O sonho da compra de um apartamento virou pesadelo para moradores de São Bento do Sul. Isso porque a obra, com previsão de entrega para junho de 2023, nunca ficou pronta. Ao todo, o Ministério Público calculou um prejuízo de mais de R$ 5 milhões para ao menos 16 vítimas da construtora responsável pelo prédio. Um dos compradores, chegou a investir R$ 1 milhão.
A denúncia do MPSC cita que o lançamento do edifício ocorreu de forma precipitada e clandestina, como estratégia para cobrir os prejuízos deixados por outro residencial da mesma construtora. O lançamento também teria ocorrido sem projeto aprovado e sem registro de incorporação imobiliária, sendo que os denunciados venderam antecipadamente as unidades para levantar capital imediato.
Veja fotos de como está o prédio
Na última semana, quatro pessoas foram denunciadas pelo MPSC pelo crime de estelionato. Dois empresários foram presos preventivamente em 29 de junho e, na terça-feira (21) tiveram o pedido de revogação da prisão negado pelo Tribunal de Justiça. Outras duas pessoas respondem ao processo em liberdade.
O que aconteceu com a obra dos apartamentos em SC
Segundo a denúncia do MPSC, ao menos 16 pessoas foram vítimas do grupo. O documento cita diversas assinaturas de contratos de compra de apartamentos, realizadas entre 2019 e 2023. No contrato assinado por uma das vítimas, por exemplo, a construtora promete entregar o empreendimento até junho de 2023. Depois, a partir de termos aditivos, uma nova previsão foi informada, desta vez, novembro de 2026. Entretanto, a obra segue parada.
Ainda de acordo com o MPSC, a investigação apurou que a construção do prédio teria sido utilizada por este grupo de quatro pessoas para atrair investidores e compradores sob a promessa de obterem lucros expressivos a partir de seus aportes financeiros.

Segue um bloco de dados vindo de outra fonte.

PR #1884, opened 2020-01-13
Code cleanup

amanmahajan7:
- Remove `DragHandle`. It is just a wrapper and we can use the `div` directly
- Remove `SelectionMasks` and `CopyMasks` components and use `CellMask` directly
- Remove `getSelectedCellValue` 
- Fix `act` warnings


amanmahajan7:
@nstepien wdyt?

PR #1886, opened 2020-01-14
Rearrange props

nstepien:
- Rearranged the main props interface so it makes a bit more sense
- `minHeight` -> `height`
- `minWidth` -> `width`
- `RowsContainer` -> `rowsContainer`
- `onGridSort` -> `onSort`
- `onGridRowsUpdated` -> `onRowsUpdate`
- Fixed header/filter row line heights

### DIFF
--- a/src/DataGrid.tsx
+++ b/src/DataGrid.tsx
@@ -31,34 +31,20 @@ import {
 export { DataGridHandle };
 
 export interface DataGridProps<R, K extends keyof R> {
+  /**
+   * Grid and data Props
+   */
   /** An array of objects representing each column on the grid */
   columns: readonly Column<R>[];
-  /** The minimum width of the grid in pixels */
-  minWidth?: number;
-  /** The height of the header row in pixels */
-  headerRowHeight?: number;
-  /** The height of the header filter row in pixels */
-  headerFiltersHeight?: number;
-  /** Toggles whether filters row is displayed or not */
-  enableHeaderFilters?: boolean;
-  /** Minimum column width in pixels */
-  minColumnWidth?: number;
-  /** Function called whenever row is clicked */
-  onRowClick?(rowIdx: number, rowData: R, column: CalculatedColumn<R>): void;
-  /** Function called whenever row is double clicked */
-  onRowDoubleClick?(rowIdx: number, rowData: R, column: CalculatedColumn<R>): void;
-
-  filters?: Filters<R>;
-  onFiltersChange?(filters: Filters<R>): void;
-  /** Function called whenever keyboard key is released */
-  onGridKeyUp?(event: React.KeyboardEvent<HTMLDivElement>): void;
-  /** Function called whenever keyboard key is pressed down */
-  onGridKeyDown?(event: React.KeyboardEvent<HTMLDivElement>): void;
-
-  selectedRows?: ReadonlySet<R[K]>;
-  /** Function called whenever row selection is changed */
-  onSelectedRowsChange?(selectedRows: Set<R[K]>): void;
-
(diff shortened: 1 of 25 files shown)


src/DataGrid.tsx
```diff
@@ -31,34 +31,20 @@ import {
...
-
+  /** A function called for each rendered row that should return a plain key/value pair object */
+  rows: readonly R[];
+  /**
+   * Rows to be pinned at the bottom of the rows view for summary, the vertical scroll bar will not scroll these rows.
+   * Bottom horizontal scroll bar can move the row left / right. Or a customized row renderer can be used to disabled the scrolling support.
+   */
+  summaryRows?: readonly R[];
+  /** The primary key property of each row */
+  rowKey?: K;
```
amanmahajan7: I think we should make it a required prop. We can do it in a separate PR

src/DataGrid.tsx
```diff
@@ -68,58 +54,94 @@ export interface DataGridProps<R, K extends keyof R> {
    * 4. Update all cells under a given cell by double clicking the cell's fill handle.
    */
   onGridRowsUpdated?<E extends GridRowsUpdatedEvent<R>>(event: E): void;
```
amanmahajan7: May be `onRowsUpdated` would make more sense. Wdyt?

src/DataGrid.tsx
```diff
@@ -68,58 +54,94 @@ export interface DataGridProps<R, K extends keyof R> {
...
+  /** Set of selected row keys */
+  selectedRows?: ReadonlySet<R[K]>;
+  /** Function called whenever row selection is changed */
+  onSelectedRowsChange?(selectedRows: Set<R[K]>): void;
   /** The key of the column which is currently being sorted */
   sortColumn?: keyof R;
   /** The direction to sort the sortColumn*/
   sortDirection?: DEFINE_SORT;
   /** Function called whenever grid is sorted*/
   onGridSort?(columnKey: keyof R, direction: DEFINE_SORT): void;
```
amanmahajan7: Same here, `onSort`?

src/DataGrid.tsx
qili26: For this one, I would say maybe keep it as it is, since the event is actually `GridRowsUpdatedEvent`, so the names are consistent.

src/DataGrid.tsx
qili26: For this one, I would agree with you, we can ignore the `Grid` word like `onSort` only.

src/HeaderRow.tsx
```diff
@@ -50,7 +50,7 @@ export default function HeaderRow<R, K extends keyof R>({
   return (
     <div
       className="rdg-header-row"
-      style={{ width, height }}
+      style={{ width, height, lineHeight: `${height}px` }}
```
amanmahajan7: Needs `pre-canary` catchup?

nstepien: No?

src/DataGrid.tsx
amanmahajan7: Nm, for some reason I thought we fixed the line height in a separate PR

src/HeaderRow.tsx
amanmahajan7: Nvm, for some reason I thought we fixed the line height in a separate PR

src/DataGrid.tsx
amanmahajan7: I think we can also rename `GridRowsUpdatedEvent` to RowsUpdateEvent`

izanf:
A good proposal to width is create a flexible width like a table columns width.

PR #1889, opened 2020-01-14
Changelog

amanmahajan7:
Added some details on what has changed in different branches. This is mainly for reference for now but let's add future breaking changes here as well.


docs/CHANGELOG.md
```diff
@@ -0,0 +1,147 @@
...
+- Rename `minHeight` to `height`
+- Rename `minWidth` to `width`
+- Rename `RowsContainer` to `rowsContainer`
+- Rename `onGridSort` to `onSort`
+- Rename `onGridRowsUpdated` to `onRowsUpdate`
+
+## next -> canary
+- Column resize now resizes all the cells which means re-rendering the whole grid when resizing columns.
+- Add `column.cellContentRenderer`. This is an opt-in feature, so it should not break anything. More info in [here](https://gist.github.com/nstepien/090298c3c2d94324cb332c33d82fdcfb)
+- `ReactDataGrid` component is renamed to `DataGrid`
```
qili26: Do we really need to mention this? I mean this seems something internal as they can still import like 
```
import ReactDataGrid from 'react-data-grid';
```

amanmahajan7: We don't need it as it is a default import. I just added it to emphasize that we should use `import DataGrid` instead of `import ReactDataGrid`. We can remove it from the final release notes

docs/CHANGELOG.md
```diff
@@ -0,0 +1,147 @@
...
+- Remove row reordering support. This was a buggy feature so it has been removed. 
+- Remove toolbar prop. Check [here](https://github.com/adazzle/react-data-grid/pull/1769) on how to migrate.
+- Remove internal `sortColumn` and `sortDirection` states. Sorting is now only controlled by `sortColumn` and `sortDirection` props. Check [here](https://github.com/adazzle/react-data-grid/pull/1768) on how to migrate.
+- Improve scrolling performance
+- Improve frozen columns performance
+- Re-implement row selection. Previous row selection API has been replaced by the new `selectedRows` and `onSelectedRowsChange` props. A new `SelectColumn` component is now needed to add checkbox column. Check [here](https://github.com/adazzle/react-data-grid/pull/1762) on how to migrate.
+- Add `renderBatchSize` prop [1779](https://github.com/adazzle/react-data-grid/pull/1779)
+- Remove bootstrap dependency and re-implement grid css [1780](https://github.com/adazzle/react-data-grid/pull/1780)
+
+## master -> next
```
nstepien:
```suggestion
## master -> alpha
```
`next` is the branch name, while `alpha` is the npm tag, should probably use it instead. And rename the next branch maybe.

docs/CHANGELOG.md
```diff
@@ -0,0 +1,147 @@
...
+- Remove `formatter.isScrolling` prop. `isScrolling` prop was introduced to improve performance of expensive formatters. This is no longer required as the internals of the grid were rewritten to improve performance
+- Add summary rows [1773](https://github.com/adazzle/react-data-grid/pull/1773)
+- Remove row reordering support. This was a buggy feature so it has been removed. 
+- Remove toolbar prop. Check [here](https://github.com/adazzle/react-data-grid/pull/1769) on how to migrate.
+- Remove internal `sortColumn` and `sortDirection` states. Sorting is now only controlled by `sortColumn` and `sortDirection` props. Check [here](https://github.com/adazzle/react-data-grid/pull/1768) on how to migrate.
+- Improve scrolling performance
+- Improve frozen columns performance
+- Re-implement row selection. Previous row selection API has been replaced by the new `selectedRows` and `onSelectedRowsChange` props. A new `SelectColumn` component is now needed to add checkbox column. Check [here](https://github.com/adazzle/react-data-grid/pull/1762) on how to migrate.
```
nstepien:
```suggestion
- Re-implement row selection. Previous row selection API has been replaced by the new `selectedRows` and `onSelectedRowsChange` props. A new `SelectColumn` is now available to import and add a row selection column. Check [here](https://github.com/adazzle/react-data-grid/pull/1762) on how to migrate.
```

PR #1895, opened 2020-01-16
FC-ize EditorContainer

amanmahajan7:
I copied the changes from https://github.com/adazzle/react-data-grid/pull/1781. I will add a separate `EditorContainer` for the new API


src/editors/EditorContainer.tsx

As apurações identificaram que apesar da obra ter efetivamente iniciada, após um certo período foi paralisada, causando prejuízo aos investidores e compradores, que não conseguiam uma resposta clara dos construtores. Calcula-se um prejuízo às vítimas no total de R$ 5 milhões. Ainda conforme o MPSC, apesar de não conseguirem continuar a obra, os acusados continuavam ostentando um padrão de vida que não refletia a realidade do empreendimento que gerenciavam.
O levantamento investigativo apurou uma confusão patrimonial entre as pessoas físicas e jurídicas envolvidas no empreendimento, a possível utilização de mecanismos de lavagem de dinheiro e adoção de táticas de negócio que configurariam uma pirâmide financeira, que culminaram na paralisação das obras do empreendimento.
No dia 29 de junho, o Gaeco realizou a operação Nórcia, que cumpriu seis mandados de busca e apreensão e dois de prisão preventiva. Ao todo, quatro pessoas foram denunciadas pelo MPSC por operar “um complexo esquema de estelionato e crimes contra a economia popular no âmbito da construção civil”, cita documento da denúncia.